Sunday, September 21, 2008

Haiti Slips Into Deeper Food Crisis

Four storms this season have wiped out most of the crops


Chalin Sejour, 28, sits in front of her destroyed house with her belongs covered in mud in Gonaives, Haiti, Wednesday.

PORT-AU-PRINCE, Haiti - Four tropical storms have wiped out most of Haiti's food crops and damaged irrigation systems and pumping stations, raising the specter of acute hunger for millions in the impoverished country.

"The system of agriculture has been destroyed," Agriculture Minister Joanas Gue said. Aid agencies and diplomats also say Haiti desperately needs help to avert mass hunger.

Emergency aid has flowed in to people directly affected by Fay, Gustav, Hanna and Ike — storms that triggered flooding and killed at least 425 people in less than a month, including 194 in the critical rice-growing Artibonite Valley.



But the United Nations has raised less than 2 percent of a critical $108 million fundraising appeal, said Stephanie Bunker, a spokeswoman for the world body's Office for the Coordination of Humanitarian Affairs. Another $18 million has been pledged but not delivered.
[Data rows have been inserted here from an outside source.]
PR #9365, opened 2014-10-01
perf($compile): only use document fragments and copy data when necessary (replaceWith)

jbedard:
This does a few things, all within the internal `replaceWith`...
- only creates the document fragment if needed and clarifies why it's there
- only copies data if the node `hasData` to avoid creating empty data to copy (a jqLite version of `hasData` was added)
- uses the static data methods to avoid creating jqLite/jQuery objects
- cleans the data of all replaced elements the same way (this will no longer trigger $destroy on nodes 1+, like node 0, which seems correct to me)
- uses jqLite/jQuery/Array.splice to do the array modifications

PR #11248, opened 2015-03-05
refactor($compile): use indexof/splice instead of manually manipulating jquery object

jbedard:
jQuery/jqLite objects have a `splice` method on them, and `indexof.call` works on them, so those 2 methods can be used instead of the double loop.

The standard case (replacing one element) just does an assignment while other cases use `splice`. This could be changed to always use splice if wanted, but I thought the 99% case was worth it.

### DIFF
--- a/src/Angular.js
+++ b/src/Angular.js
@@ -56,6 +56,7 @@
   isElement,
   makeMap,
   includes,
+  indexOf
   arrayRemove,
   copy,
   equals,
@@ -731,8 +732,10 @@ function nodeName_(element) {
   return lowercase(element.nodeName || (element[0] && element[0].nodeName));
 }
 
+var indexOf = Array.prototype.indexOf;
+
 function includes(array, obj) {
-  return Array.prototype.indexOf.call(array, obj) !== -1;
+  return indexOf.call(array, obj) !== -1;
 }
 
 function arrayRemove(array, value) {
--- a/src/ng/compile.js
+++ b/src/ng/compile.js
@@ -11,6 +11,8 @@
  *     Or gives undesired access to variables likes document or window?    *
  * * * * * * * * * * * * * * * * * * * * * * * * * * * * * * * * * * * * * */
 
+/* global indexOf: true */
+
 /* ! VARIABLE/FUNCTION NAMING CONVENTIONS THAT APPLY TO THIS FILE!
  *
  * DOM-related variables:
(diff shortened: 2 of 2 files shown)


lgalfaso:
This looks interesting, would it be possible to get some numbers to know if there are any performance implications?

jbedard:
Seems to make no difference when running `$compile("<div ng-if='true'></div>")` in a loop. Although if I take out the `if (removeCount === 1)` case it is a couple percent slower.

There are other things in this method that can be changed if we want to speed it up though (see #9365).

lgalfaso:
@jbedard can you also try the performance on the case where multiple elements would need to be replaced?

What remains at #9365, I think it would be best if they can be split into more PRs (it you think that only one PR would be needed, then just rebase it once this lands)

jbedard:
Multiple elements seems to have the same result as removing the `if (removeCount === 1)` case for single elements - it is a couple percent slower and a fraction of a percent more memory (because splice returns a new array, I assume).

If you profile only the code changed on its own (`indexOf`+`splice` vs the loop) the loop one is 1-2x faster. But compared to the document fragment and data calls in this method this is insignificant.

Think it's worth removing that loop?

lgalfaso:
I would leave it as it... maybe just
```diff
diff --git a/src/ng/compile.js b/src/ng/compile.js
index 3de0d53..f582206 100644
--- a/src/ng/compile.js
+++ b/src/ng/compile.js
@@ -2424,12 +2424,8 @@ function $CompileProvider($provide, $$sanitizeUriProvider) {
             $rootElement[i++] = newNode;
             for (var j = i, j2 = j + removeCount - 1,
                      jj = $rootElement.length;
-                 j < jj; j++, j2++) {
-              if (j2 < jj) {
-                $rootElement[j] = $rootElement[j2];
-              } else {
-                delete $rootElement[j];
-              }
+                 j2 < jj; j++, j2++) {
+              $rootElement[j] = $rootElement[j2];
             }
             $rootElement.length -= removeCount - 1;
```

jbedard:
I still think this is worth removing that ugly loop, but feel free to close it if you disagree.  Note that your snippet above won't work (I think...) because these are (always? often?) `jqLite` objects and not arrays so the `delete` is needed in addition to the `length` change...

mgol:
I'm going through old jqLite-related issues/PRs. What's the state of this one? Is it still worth landing, @jbedard?

jbedard:
I still think this makes things prettier, but others seemed to disagree. I'm fine closing it...

jbedard:
Looks like this won't happen, closing.

PR #11250, opened 2015-03-05
possible

naterexw:
the expected should be false right? test


gkalpak:
Why do you think it should be `false` ?

Narretz:
I don't see why it should be `false`. Once the request went true, the promise should be resolved. Or did I miss something?

PR #11269, opened 2015-03-07
docs(tutorial/0 - Bootstrapping): Add a "the" before "imperative / manua...

b0ri5:
...l way"

I'm assuming "imperative / manual" is modifying "way" in which case I think "the" is needed.

I don't really know grammar, but as a native speaker it sounds odd without "the".


b0ri5:
I've just signed a CLA.

PR #11270, opened 2015-03-07
docs(tutorial/0 - Bootstrapping): Clarifying where the callback is defined

kjarnet:
Saying that the script-tag registers a callback was for me very confusing, and I think specifying that it is the code in the script that registers the callback makes this a bit clearer.


kjarnet:
Signed the CLA.

Narretz:
Hi, thanks for the PR! I committed another version, which I found a bit simpler. Thanks for the contribution though!

PR #8756, opened 2014-08-24
fix($http): propagate status -1 for aborted requests

pkozlowski-opensource:
Fixes #4491

Issue #4491, opened 2013-10-17
fix($http) Indicate whether a request was aborted via status.


jgrund:
Currently, there does not appear to be a way to determine whether a request was aborted or failed for another reason, as status is normalized to 0 in $http:

```
 /**
  * Resolves the raw $http promise.
  */
  function resolvePromise(response, status, headers) {
    // normalize internal statuses to 0
    status = Math.max(status, 0);

    (isSuccess(status) ? deferred.resolve : deferred.reject)({
      data: response,
      status: status,
      headers: headersGetter(headers),
      config: config
    });
  }
```

Internally a -1 is used to flag that the request either timed out or it was aborted via promise resolution.

What if we exposed the -1 as a valid status to give a better idea to rejection handlers why the request failed?

If this is the case I can create a PR to adress this issue.

PR #11272, opened 2015-03-07
feat($http): flag timed out requests

gabrielmaldi:
This allows differentiating a network error from a timeout.

If you guys thinks this is OK I'll write some tests and update the docs.

### DIFF
--- a/src/ng/http.js
+++ b/src/ng/http.js
@@ -1085,7 +1085,7 @@ function $HttpProvider() {
        *  - resolves the raw $http promise
        *  - calls $apply
        */
-      function done(status, response, headersString, statusText) {
+      function done(status, response, headersString, statusText, timedOut) {
         if (cache) {
           if (isSuccess(status)) {
             cache.put(url, [status, response, parseHeaders(headersString), statusText]);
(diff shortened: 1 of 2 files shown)


src/ng/http.js
```diff
@@ -1111,17 +1111,25 @@ function $HttpProvider() {
...
         // normalize internal statuses to 0
         status = Math.max(status, 0);
 
-        (isSuccess(status) ? deferred.resolve : deferred.reject)({
+        var result = {
           data: response,
           status: status,
           headers: headersGetter(headers),
           config: config,
           statusText: statusText
```
lgalfaso: why not just add `timeOut: timeOut` here?

lgalfaso:
this looks interesting, but it needs some tests and documentation.

src/ng/http.js
gabrielmaldi: I didn't want to alter the current success result, since it logically can never be a timeout (hence `timeOut: false` would be redundant; I think of `timeOut` as a possible outcome of an error result). But maybe it'd better to add `timeOut: [true | false]` every time.

Another question: would you go with `timedOut`, `timeOut`, or `timeout`?

pkozlowski-opensource:
We've got an issue for this already (https://github.com/angular/angular.js/issues/4491) with a associated PR (#8756). Would be good to discuss pros and cons of the respective approaches. But yeh, in any case we need tests, doc updates etc.

gabrielmaldi:
I gave it a bit of thought and think that the status approach is better. So I'll wait for #8756 :+1:

PR #11273, opened 2015-03-08
fix(ngAnimate): Change to falsy value in addClass and removeClass

### LINKED ISSUE #11268: animate.js removeClass seems to call setClass with a wrong type
I was getting tracebacks in my angular application.

I tracked it down to what I believe is removeClass calling setClass wrong:

https://github.com/angular/angular.js/blob/master/src/ngAnimate/animate.js#L1114

shows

And much, much more is needed, with farms damaged or destroyed across the poorest country in the Western Hemisphere.

"This will take billions of dollars. This is not something small," U.S. Agency for International Development Administrator Henrietta Fore said.

Schools that were supposed to open in early September still are filled with refugees fighting over scraps of food aid. Much of Gonaives, the nation's fourth largest city, remains flooded and without electricity. Malaria and other diseases are beginning to spread.

"The scope of this is frankly unimaginable in many countries," U.S. Ambassador Janet Sanderson said. "A lot of the progress of the last couple of years has been swept away by these waters."

The U.S. government is sending $29 million in food aid and humanitarian assistance, and countries including Colombia have flown in food and clothing. U.N. agencies have delivered food to more than 240,000 people, aided by soldiers of its 9,000-strong peacekeeping force and military ships like the USS Kearsarge and Canada's HMCS St. John.

Haiti always struggled to feed its people. Now, it's getting to be impossible.

On a helicopter tour on Tuesday, Fore saw that flood waters still covered much of Haiti's rice-growing region. Crops were covered with brown mud or lay crushed in ruined fields stretching far as the eye could see.

Gue, the agriculture minister, estimates that 60 percent of this year's food harvest has been wiped out by the storms, which hit just as farmers were preparing to collect corn, plantains and yams from their fields. The fall rice harvest was lost as well.

The damage could be felt for years — mountain topsoil, already loosened by rampant deforestation, washed out to sea. Hundreds of irrigation basins, canals and pumping stations were damaged, and about 10,000 tons (9,000 metric tons) of discounted fertilizer distributed to farmers disappeared.

Altogether, Gue estimated the storms caused $180 million in damage to Haiti's agricultural sector.